Para comenzar, tome la mezcla maestra digital de gotas descongeladas o ddPCR y agréguele sondas, imprimación directa y cebador inverso a temperatura ambiente. Prepare la mezcla maestra para cada objetivo de amplificación siguiendo la composición sugerida que se muestra en la pantalla, y ajuste las concentraciones de cebadores y sondas según sea necesario. Vortex la mezcla a fondo y centrifugarla brevemente en una mini centrífuga.
Añadir la enzima de restricción e invertir para mezclar. A continuación, agregue 16.5 microlitros de la mezcla maestra preparada a cada pocillo de una placa de PCR y selle la placa con una película adhesiva transparente. Utilizando el tampón de dilución de la muestra como diluyente, prepare el control de calidad o diluciones de control de calidad como se describe en esta tabla que representa las concentraciones recomendadas para una ejecución de precisión y exactitud de validación.
Diluya las muestras de lágrimas con un tampón de dilución de muestras en una proporción de 1 a 10 en tubos de PCR de 0,2 mililitros y selle los tubos. Caliente las muestras en un termociclador a 95 grados centígrados durante 10 minutos y luego a 4 grados centígrados durante al menos 5 minutos. Retire la película adhesiva de la placa ddPCR que contiene la mezcla maestra y agregue 5,5 microlitros de dilución de control de calidad a los pocillos apropiados de la placa de 96 pocillos como se muestra en el mapa de placas.
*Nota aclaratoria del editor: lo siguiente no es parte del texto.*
PR #95, opened 2022-01-25
Moving S5 models to a folder and other bug fixes

taylorbell57:
This PR primarily resolves Issue #90 by moving the eureka/S5_lightcurve_fitting/models.py file to many files in a new eureka/S5_lightcurve_fitting/models folder. All of the old utility is maintained with an __init__.py file inside the new models folder, while the code is now easier to parse through and easier for others to contribute to.

In preparing this PR, I encountered Issue #94 where reload statements break my ability separate models.py into a models folder. For now, I have simply removed the reload statements, but this will need to be discussed in more detail in that issue.

I have also started using a new computer (MacOS 11.6 instead of Ubuntu 20.04) and had significant challenges using Eureka! until I made the included changes to the requirements.txt file. If someone else can make a new conda environment and make sure that this requirements list is correct and ideally platform independent that would be great. I also alphabetized the requirements.txt file to make it easier to read through (before it was hard to see if a requirement was present or not).

I also updated the main 51## figure to include a third panel showing the uncalibrated flux and detector*systematics model which can be very helpful in troubleshooting.

Finally, I made some other small tweaks like ensuring that the logs along the S2->S5 path all get appended to the logs from the previous stage. Previously the S3 log would not include the log from S2, but now it will do so as long as the Stage 2 outputs were made by Eureka and not `jwst`.

PR #96, opened 2022-01-26
Permitting the use of WFC3 spectra

taylorbell57:
Alright, so I now have something that works for HST/WFC3 spectra. I had to make several simplifications over Kevin's original WFC3 code to get it to work within Eureka! simply, but I will work on peeling back those assumptions over the next while. For now, S3-5 have all been tested and work well with WFC3 and MIRI (there is no S1 or S2 needed for WFC3's ima files). See the image below for a rough first fit to a real WASP-12b eclipse (white light) - the fitted model looks weird since the HST data is sporadic and the model isn't evaluated where there isn't data, so matplotlib just connects the dots.

fig510_lc_dynesty

Note that this PR is less complex than the 121 Files changed would suggest - I imported POET's models_c folder which included a tonne of files, and I've merged in the edits in PR #95 already, so it'll look even smaller once that is merged into main.

The most important things to do for WFC3 moving forwards are adding in HST-relevant systematic models to S5, ensuring additional covariates are being passed to S5 for decorrelation, make sure plots still look good for HST's partial time coverage, and removing some of the simplifications I needed to make in S3.


kevin218:
This PR might just kill me...

taylorbell57:
Haha, there's a few easy files near the top and a maybe one at the bottom, and then just a bunch of files that are basically excactly copied from POET, so it's not that bad

taylorbell57:
One thing I haven't checked is whether Adina has written any S3 code for NIRISS that this will break - I'll do that now.

taylorbell57:
There we go - NIRISS's S3 code is still a work in progress, but now it's consistent with the other instruments

eureka/S3_data_reduction/bright2flux.py
```diff
@@ -156,13 +156,15 @@ def bright2flux(data, err, v0, pixel_area):
...
     srperas = arcsec**2.0
 
-    data *= srperas * 1e6 * pixel_area
-    err  *= srperas * 1e6 * pixel_area
-    v0   *= srperas * 1e6 * pixel_area
+    data.subdata *= srperas * 1e6 * pixel_area
+    data.suberr  *= srperas * 1e6 * pixel_area
+    data.subv0   *= srperas * 1e6 * pixel_area
 
     return data, err, v0
```
kevin218, line 169: Only return `data` here? `Err` and `val` are no longer, right?

eureka/S5_lightcurve_fitting/lightcurve.py
```diff
@@ -11,10 +11,6 @@
 from . import models as m
 from . import fitters as f
 from .utils import COLORS
-#FINDME: Keep reload statements for easy testing
```
kevin218, line 14: Possible merge conflict with another PR?

eureka/S3_data_reduction/wfc3.py
```diff
@@ -0,0 +1,498 @@
...
+    if meta.horizonsfile != None:
+        # Apply light-time correction, convert to BJD_TDB
+        # Horizons file created for HST around time of observations
+        bjd_corr = suntimecorr.suntimecorr(ra, dec, jd, meta.horizonsfile)
+        bjdutc      = jd + bjd_corr/86400.
+        data.bjdtdb = bjdutc # FINDME: Update to the lines below after I have the leapdir files
+        #data.bjdtdb   = utc_tt.utc_tt(bjdutc,meta.leapdir)   # FIX: should this be utc_tdb instead?
+    elif meta.firstFile:
+        print("WARNING: No Horizons file found. Using JD rather than BJD_TDB.")
+        data.bjdtdb   = jd
```
kevin218, line 238: Having a variable called `bjdtdb` but it actually being `jd` is a recipe for disaster. Maybe we use `hjdutc` or simply `jd` and leave `bjdtdb` undefined? This may cause headaches later on in the code

eureka/S3_data_reduction/wfc3.py
```diff
@@ -0,0 +1,498 @@
...
+    # jd  = np.array([2400000.5 + 0.5*(data.mhdr['EXPSTART'] + data.mhdr['EXPEND'])])
+    ra  = data.mhdr['RA_TARG']*np.pi/180
+    dec = data.mhdr['DEC_TARG']*np.pi/180
+    if meta.horizonsfile != None:
+        # Apply light-time correction, convert to BJD_TDB
+        # Horizons file created for HST around time of observations
+        bjd_corr = suntimecorr.suntimecorr(ra, dec, jd, meta.horizonsfile)
+        bjdutc      = jd + bjd_corr/86400.
+        data.bjdtdb = bjdutc # FINDME: Update to the lines below after I have the leapdir files
+        #data.bjdtdb   = utc_tt.utc_tt(bjdutc,meta.leapdir)   # FIX: should this be utc_tdb instead?
```
kevin218, line 235: Ask Laura Mayorga for updated utc_tt and leapsecond files.

eureka/S3_data_reduction/wfc3.py
```diff
@@ -0,0 +1,498 @@
...
+        data.subdata[n]     = spni.shift(data.subdata[n],  -1*meta.drift2D_int[-1][n,::-1], order=0,
+                                         mode='constant', cval=0)
+        data.submask[n]     = spni.shift(data.submask[n],  -1*meta.drift2D_int[-1][n,::-1], order=0,
+                                         mode='constant', cval=0)
+        data.subvariance[n] = spni.shift(data.subvariance[n], -1*meta.drift2D_int[-1][n,::-1], order=0,
+                                         mode='constant', cval=0)
+        data.subbg[n]       = spni.shift(data.subbg[n],    -1*meta.drift2D_int[-1][n,::-1], order=0,
+                                         mode='constant', cval=0)
+
+    # FINDME: The following cannot be run since we don't have the full time axis
```
kevin218, line 459: This could be a problem for some datasets if we can't run this step.

kevin218 (changes requested):

kevin218:
For the LC plotting, try using Model.interp() to evaluate model onto new time series.

eureka/S3_data_reduction/wfc3.py
taylorbell57: The issue with that is that we'd need an if/else statement everywhere afterward that uses jd if bjdtdb is undefined. A better option might be to re-write the code for all the instruments to simply use a `time` variable that has an associated `time_units` variable which can be checked to see if it is bdjtdb or jd or whatever. Thoughts?

eureka/S3_data_reduction/wfc3.py
taylorbell57: Yeah, I'm still thinking of how we can best enable this option without writing a completely different S3 for WFC3. Removing this one step was one of the biggest concessions I had to make with this first attempt and is something I plan to continue to work on. I can try to do so for this PR if you want, but it'll likely take me some time to work out a solution

taylorbell57: I ran into this same kind of issue with SPCA earlier. It is cetainly doable to rewrite everything so that we can sigma clip along the full time-axis, but it ends up being very RAM intensive since you need to store at least 2 copies of all the frames in RAM to do sigma clipping. Plenty doable with just a transit/eclipse, but it gets rough with a phase curve (and even worse if it's on JWST's larger detectors).

eureka/S3_data_reduction/wfc3.py
taylorbell57: Got these straight from her commits to the WFC3 repo

taylorbell57:
> For the LC plotting, try using Model.interp() to evaluate model onto new time series.

That won't help - matplotlib is already just interpolating between points, so Model.interp does the same thing (interpolate flux). What we need to do is super-sample the time array (or at least uniformly sample the time array) and then evaluate the model using that new time array so that we can see the full transit shape. And if we have other covariates, then things get even more complicated. I did this before for STIS, but I need to remember how

kevin218:
Ah, got it. Maybe we should update interp to perform a uniform interpolation since the current implementation is not terribly useful.

taylorbell57:
> Ah, got it. Maybe we should update interp to perform a uniform interpolation since the current implementation is not terribly useful.

Yeah, that should work fine for now, but as soon as we have independent variables other than time we'll need to model how those other variables (e.g. trace slope, 1D drift, HST orbital phase) vary with time in order to interpolate

kevin218:
The base use case for interp would be to enable plotting the normalized HST
light curve, where all of the systematics have been removed.,

I agree that it wouldn't work well for other cases, like plotting the raw
light curve.

taylorbell57:
> The base use case for interp would be to enable plotting the normalized HST light curve, where all of the systematics have been removed., I agree that it wouldn't work well for other cases, like plotting the raw light curve.

What do you think about the edit's I've made which make the following plot instead of the one above? I don't interpolate at all in the top plot given the issues with doing that, so I switched to using unconnected points for the top panel. I do re-evaluate the astrophysical model for the second panel though.

fig510_lc_dynesty

taylorbell57:
And any thoughts on my comments above with regards to the bjdtdb variable and full time-axis sigma clipping?

eureka/S3_data_reduction/wfc3.py
kevin218: That's how POET operates, where the time unit can also be orbital phase. Let's do it!

eureka/S3_data_reduction/wfc3.py
kevin218: Let's hold off on making changes inside this PR. A good compromise is to load in chunks of data to avoid ram issues. We could break things up by HST orbit or by a specific number of frames.

kevin218:
> > The base use case for interp would be to enable plotting the normalized HST light curve, where all of the systematics have been removed., I agree that it wouldn't work well for other cases, like plotting the raw light curve.
> 
> What do you think about the edit's I've made which make the following plot instead of the one above? I don't interpolate at all in the top plot given the issues with doing that, so I switched to using unconnected points for the top panel. I do re-evaluate the astrophysical model for the second panel though.


I like this solution. Nicely done!

kevin218 (dismissed):

eureka/S3_data_reduction/wfc3.py
taylorbell57: Working on this right now - I'll push some commits soon and then we can merge this branch into main. Just testing end-to-end with NIRSpec and WFC3 to make sure I haven't broken anything with this time and time_units change

taylorbell57:
Alright Kevin, I think this one is ready to merge. I've tested it with NIRSpec and WFC3 and it works well with the change from bdjtdb to a more generic time, with the units of the time variable being tracked in the meta.time_units parameter. I also found and patched some bugs while testing this PR, and it's possible I just found another but it has nothing to do with the edits I've made and is something I'll work on after this PR

eureka/S5_lightcurve_fitting/lightcurve.py
```diff
@@ -198,11 +198,18 @@ def plot(self, meta, fits=True):
         # Draw the data
         ax = fig.gca()
         ax.errorbar(self.time, self.flux, self.unc, fmt='.', color='w', ecolor=self.color, mec=self.color, zorder=0)
+        
+        # Make a new color generator for the models
+        plot_COLORS = color_gen('Category10')
```
kevin218, line 203: The intention is to avoid different colored model lines on colored data points because each color is associated with a specific wavelength. I suggest using 'Greys9' instead for the models.

eureka/S5_lightcurve_fitting/s5_fit.py
```diff
@@ -130,10 +131,23 @@ def fitJWST(eventlabel, s4_meta=None):
                 params = p.Parameters(param_file=meta.fit_par)
 
                 # Subtract off the zeroth time value to avoid floating point precision problems when fitting for t0
-                t_offset = int(np.floor(meta.bjdtdb[0]))
-                t_mjdtdb = meta.bjdtdb - t_offset
-                params.t0.value -= t_offset
-
+                offset = int(np.floor(meta.time[0]))
```
kevin218, line 134: This code will get messy as we implement more and more models with time offsets, like phase curves. Also, updating params.dict could lead to confusion when users compare inputs vs outputs. Maybe it's better to educate users on not using the full BJD in their initial parameters file?

taylorbell57: Your thinking is that we require the inputs in the parameter ecf be in MBJD (BJD-2400000.5) and then only make any adjustments to the time array in Stage 5? Or even make any time adjustments in Stage 3 only?

kevin218: Thinking about max flexibility, we cold let users define the time offset in the ecf file. If none is given, then use the current definition. We don't want to tie ourselves to choices in S3 that don't impact the reduction. That'll just lead to frustration (speaking from experience). Happy to talk more about this.

taylorbell57: To me, the danger with your suggested method is that everybody needs to be sure to subtract the time_offset from all of the time-based parameters in their parameter ecf, and not doing so will lead to significant issues without any hints as to what could have gone wrong to the user. I'll proceed with your suggested method, but we should think carefully about how we want to protect users from confusion

taylorbell57:
Alright, made those requested changes to the time offset and merged in all of the recent changes to main - any last requests before approval and merging @kevin218?

kevin218 (approved):

kevin218:
Good to go!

Luego agregue 5.5 microlitros de muestra a los pocillos. Agregue 5.5 microlitros de tampón de dilución de muestra a los pocillos sin control de plantilla o NTC. Diluya el control tampón 2x ddPCR en una proporción de 1 a 2 utilizando agua libre de nucleasa y agregue 22 microlitros del tampón a cualquier pozo vacío de una columna.
Agregue un sello de lámina perforable a la placa y coloque la placa en el sellador de placas. Selle la placa durante 5 segundos a 180 grados centígrados. Vortex la placa a la velocidad máxima durante al menos 30 segundos y centrifugar brevemente en un spinner de placas.
En la pantalla táctil del generador automatizado de gotas, seleccione las columnas en el mapa de placas que contiene las muestras. La plataforma del instrumento se iluminará para indicar qué consumibles se requieren. Cargue el generador de gotas de atrás hacia adelante.
La luz amarilla cambiará de amarillo a verde para indicar la suficiencia de los consumibles. Coloque un bloque frío y el soporte de la placa de gotas. Asegúrese de que el bloque sea completamente de color azul y que no se vea ningún color rosa.
Coloque una nueva placa ddPCR de soldadura 96 en el bloque frío. Coloque la placa de PCR preparada en el soporte de la placa de muestra. Cierre la tapa de la máquina y pulse start para la generación de gotas.
Dentro de los 30 minutos, retire la placa que contiene las gotas del bloque frío. Agregue un sello de lámina perforable a la placa y coloque la placa en el sellador de placas. Séllelo durante cinco segundos a 180 grados centígrados.
A continuación, coloque la placa en un termociclador compatible e introduzca las condiciones de ciclo que se muestran en la pantalla. Cargue la placa en el lector de gotas asegurándose de que quede suficiente aceite del lector y que el contenedor de residuos tenga suficiente espacio. Finalmente, presione el botón de lectura en el software para comenzar a leer las gotas.
Se calculó una media intra ensayo para cada concentración en cada ensayo y se utilizó para evaluar la precisión y exactitud del ensayo. Se encontró una precisión media entre ensayos del 7,7% y una precisión media absoluta entre ensayos del 4,2% en todos los niveles de control de calidad. La exactitud y la precisión entre ensayos también se calcularon utilizando la media entre ensayos de cada nivel de control de calidad dentro de cada lote.
Se encontró una precisión entre ensayos que varió de 4 a 8,5% y una precisión absoluta entre ensayos que varió de uno a 3,2%. Del mismo modo, para la muestra lagrimal se observó una precisión media entre ensayos del 3,7% en el nivel de pico alto y del 12,2% en el nivel de pico bajo y una precisión absoluta media entre ensayos del 11,3% en el nivel alto y del 8,1% en el nivel bajo. En el caso del cálculo entre ensayos, se encontró una precisión del 5,5% en el nivel alto y del 7,1% en el nivel bajo y una precisión absoluta del 11,3% en el nivel alto y del 8,1% en el nivel bajo.